With quixotic courage, the Governmental Accounting Standards Board has issued a preliminary views document on one of accounting's most confounding issues - reporting on derivatives.The suggested standard would require governmental financial statements to report derivatives at fair value in the balance sheet, unless the instrument is effectively hedging the risk that it was issued to offset. In such cases, the derivative's fair value would be reported in the balance sheet as either deferred charges or deferred credits, with no effect of fair value changes on the change statement.

"I think GASB is trying its best to find a balance between a desire for appropriate financial disclosure and a goal of not making the disclosure overly burdensome," said Peter Shapiro, a managing director of Swap Financial Group and a member of the GASB task force that helped develop the document. "They've come up with a number of workable ways to category a hedge as effective and allow for a deferral of recognition of any ineffectiveness, and all of that is a positive result. It is way better than what the Financial Accounting Standards Board has done in its Statements 133 and 138."

GASB project manager Randal Finden is pleased with the clarity of the answers that the proposal provides. "For such a complicated statement, you can summarize the whole thing in just a few sentences," he said. "We're going to put them on the balance sheet at fair value, and if fair value changes on the income statement, and it's hedging, then we're going to defer those gains and losses. That summarizes the whole thing."

Finden said that GASB is using the same definitions that FASB used in its statements, and many of the rules are the same. Much of the new reporting would include information that is already disclosed in governmental financial statement footnotes, so the impact on financial markets, he explained, should not be a shock of new information.

The GASB document departs from the FASB statements in a few areas, such as the categorization of what qualifies as a hedge. The GASB document provides much more guidance on hedging activities, reducing ambiguity.

"We were uncomfortable with different practitioners, different preparers and different auditors having different answers for similar transactions," Finden explained. "Part of the board's concern with the proposal is that it can be difficult if you don't know what the right answer is. So we're going to give you the right answer, the specific metrics that you need to meet and answer that very important question: What is an effective hedge?"

Among the more innovative departures from the FASB statement regards accounting for a synthetic interest rate for debt, a practice common among governments. One of the hedging methods allows for balancing the cash flows of a hedged debt at a variable interest rate with a fixed interest rate swap, effectively creating a synthetic interest rate.

Finden described the guidance as very specific, with illustrated examples that detail exactly what metrics were used, what journal entries were made, the consequent financial numbers, and the conclusion on why a given hypothetical transaction did or did not constitute an effective hedge.
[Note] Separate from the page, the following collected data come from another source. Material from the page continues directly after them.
PR #476, opened 2020-10-21
Misc preview

70ray:
This re-writes some code in preview.js to remove eslint exceptions.

Also adds some padding to the example texts in format preview configure.

Can be seen in https://www.pgdp.org/~rp31/c.branch/misc_preview Only the padding change should have any visible effect.

### DIFF
--- a/styles/preview.css
+++ b/styles/preview.css
@@ -47,6 +47,10 @@
     text-align: left;
 }
 
+#color_test {
+    padding: 0.15em;
+}
+
 /* in-line styles */ 
 .i {
     font-style: italic;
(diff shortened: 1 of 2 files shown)


srjfoo (approved):
I'm not qualified to judge on the eslint changes, but the padding change looks good.

The reason for the addition of the padding is that where the sample text showing what each kind of markup looks like with the user's current configurations is displayed, depending on the window width and background color, some of the samples actually appeared to look like tabs:

image

With the padding, they clearly are not:

image

styles/preview.css
```diff
@@ -47,6 +47,10 @@
     text-align: left;
 }
 
+#color_test {
```
chrismiceli, line 50: should we move this to less one day?

chrismiceli (approved):

styles/preview.css
cpeel: @srjfoo and I were chatting about this too. At some point some of this should move into `page_interface.less`, but perhaps not all of it.

PR #478, opened 2020-10-22
stats/new_team: Use DPDatabase::query, more consistent arg escaping

bpfoley:
And make the extraction (and cleanup) of the args from @POST more
consistent, so that what's checked against and displayed and insterted
into the DB are all the same.

### DIFF
--- a/stats/teams/new_team.php
+++ b/stats/teams/new_team.php
@@ -12,80 +12,98 @@ $user = User::load_current();
 
 $theme_extra_args = array("js_data" => get_newHelpWin_javascript("$code_url/pophelp.php?category=teams&name=edit_"));
 
+$teamname = stripAllString(trim(array_get($_POST, "teamname", "")));
+$text_data = stripAllString(array_get($_POST, "text_data", ""));
+$teamwebpage = stripAllString(array_get($_POST, "teamwebpage", ""));
+$tavatar = array_get($_POST, "tavatar", "");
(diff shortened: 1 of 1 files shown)


stats/teams/new_team.php
```diff
@@ -35,12 +35,19 @@
 }
 else if (isset($_POST['mkMake']))
 {
-    $result = mysqli_query(DPDatabase::get_connection(), sprintf("
+    $teamname = stripAllString(trim($_POST['teamname']));
```
cpeel, line 38: If we want to futz with this (and we should -- the team code is horrific) we should move these to the top of the file and always populate them instead of pulling them in various places. We also need to use `array_get()` to pull the variables because your code is generating a notice as-is for lines 41 & 42 when an avatar and icon are not provided.

bpfoley: Hopefully this should be better... I don't love the way we accept and silently trim spaces, and strip a subset of markup and escape the rest. Do you think it might be better if we just drop the stripAllString, and validate each piece of input: disallowing any leading or trailing space in the team names, and refusing < > and & in teamname, text_data, teamwebpage?

cpeel: This is better, thanks.

The team code makes me want to claw my eyes out. Per-item validation would be better, as would be dropping our custom formatting (really: why?). But none of this is important enough to work on right now IMHO.

PR #480, opened 2020-10-22
GM requested updates to new user welcome email

srjfoo:
GM requested revisions to the Welcome email to new users. Can be tested at [revise-welcome-email](https://www.pgdp.org/~srjfoo/c.branch/revise-welcome-email).

### DIFF
--- a/pinc/new_user_mails.inc
+++ b/pinc/new_user_mails.inc
@@ -50,7 +50,7 @@ EOMAIL;
 
 function maybe_welcome_mail($email, $real_name, $username)
 {
-    global $code_url, $site_url, $forums_url, $wiki_url;
+    global $code_url, $site_url, $forums_url;
     global $site_name, $site_abbreviation, $ELR_round;
     global $general_help_email_addr;
 
@@ -62,7 +62,7 @@ function maybe_welcome_mail($email, $real_name, $username)
     // Much of the contents of the email below is DP site-specific, however
     // not so much that it would be horrible for non-DP sites to use it without
     // customizing it.
-    $dp_wiki_url = "http://www.pgdp.net/wiki";
+    $dp_wiki_url = "https://www.pgdp.net/wiki";
 
     // only include the feedback paragraph if we are running at pgdp.*
     if(stripos($code_url, '//www.pgdp.') !== FALSE)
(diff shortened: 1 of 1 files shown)


srjfoo:
Of note -- yes, these are not currently localizable. That's on my to-do list for some other time.

Test by creating a new account to generate the content of the email. There is no `dp-feedback` user on TEST, so that won't generate a usable link, but I've checked all the others and they go where they're supposed to.

chrismiceli (approved):

cpeel:
This LGTM, but the length of the intro email is, frankly, ridiculous. The longer the email the less likely anyone is going to read any of it. If I received this email today I would probably ignore it. We should be striving to make the new user flow easy enough that we can reduce the length of this email by at least an order of magnitude.

srjfoo:
> This LGTM, but the length of the intro email is, frankly, ridiculous. The longer the email the less likely anyone is going to read any of it. If I received this email today I would probably ignore it. We should be striving to make the new user flow easy enough that we can reduce the length of this email by at least an order of magnitude.

I agree. The longer the email, and the longer the paragraphs within the email, the less likely it is to be read. @lhamilton1 and I have discussed it, and her goal is to make sure that the information is provided so that we have something to point to.

cpeel:
So this is the new "small print legalease" we have to CYA?

srjfoo:
> So this is the new "small print legalease" we have to CYA?

That's my understanding, yes.

cpeel:
Basically, if this is our new user experience we're doing it wrong.

lhamilton1:
This was basically the content the forums agreed to a while back but that had incorrect info in it since our SR upgrade (and the mentors were eager to add a sentence about the fact that we don't change what the author wrote). It is long, but then the detail-oriented type of volunteer we keep tends to be the sort that may be more apt to read longer emails. We did include a link so they can read it in the DPOD or come back to it later. I'd rather we updated it for now so it's not incorrect and went back to the forums to work out a better way.

cpeel:
> It is long, but then the detail-oriented type of volunteer we keep tends to be the sort that may be more apt to read longer emails.

It's so long as to be inaccessible.

This is not the hill I want to die on and will get it in, but this is really bad.

lhamilton1:
I promise we'll bring it up for change in the forums before long.

PR #481, opened 2020-10-23
Create and use a func for loading a task

cpeel:
Create a function for loading a task instead of sprinkling that logic around. This also adds a migration script to correctly treat task_id as a primary key. This is a stepping stone to updating tasks to use proper escaping and the new DPDatabase functions.

Note that due to the 2-level de-indenting in `TaskDetails()` there are a lot of changes to that function that are mostly just whitespace changes. Consider adjusting the view to hide whitespace changes when reviewing it.

Testable in the [consolidate-task-queries](https://www.pgdp.org/~cpeel/c.branch/consolidate-task-queries/tasks.php) sandbox.

### DIFF
--- a/SETUP/db_schema.sql
+++ b/SETUP/db_schema.sql
@@ -552,7 +552,7 @@ CREATE TABLE `tasks` (
   `edited_by` mediumint(9) NOT NULL default '0',
   `percent_complete` tinyint(3) NOT NULL default '0',
   `related_postings` mediumtext NOT NULL,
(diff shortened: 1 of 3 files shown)


srjfoo (approved):

bpfoley:
LGTM! The de-duplication is certainly a big improvement.

bpfoley (approved):

70ray (approved):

Finden added that there are several issues that have not been addressed in the preliminary views, and for that reason the board opted not to issue an actual exposure draft of a proposed statement. In the area of routine sales, for example, the document expresses general concepts and principles, but not specific guidance.

While generally pleased with the proposal, Shapiro is unsure whether the measurement and testing that would be required would be a burden to governmental accountants.

"For sophisticated preparers, my immediate interpretation is that this is stuff they are pretty much doing anyway," Shapiro said. "Many of them already measure, for their own management needs, more than what is required in the footnote. For the less-sophisticated preparer who does one swap here, one there, I have questions about whether this will create some problems. I want to explore it more and hear what people have to say, so the public comment process will be very valuable in getting a feel for that."

GASB is issuing a plain-language supplement. Since the PV document is less than a proposed standard, it gives the board an opportunity for such an editorial supplement that explains not only the answers to accounting problems, but the nature of the problems themselves and why certain alternatives were chosen.

Finden will be touring North America to give seminars and conferences to explain GASB's preliminary position on derivatives. The board will hold a hearing at the annual conference of the Association of Government Accountants in San Diego on June 21, 2006, and a panel discussion in New York on July 10 at a time and place to be determined. Comments are requested by July 28, 2006.

The preliminary views document can be downloaded at www.gasb.org.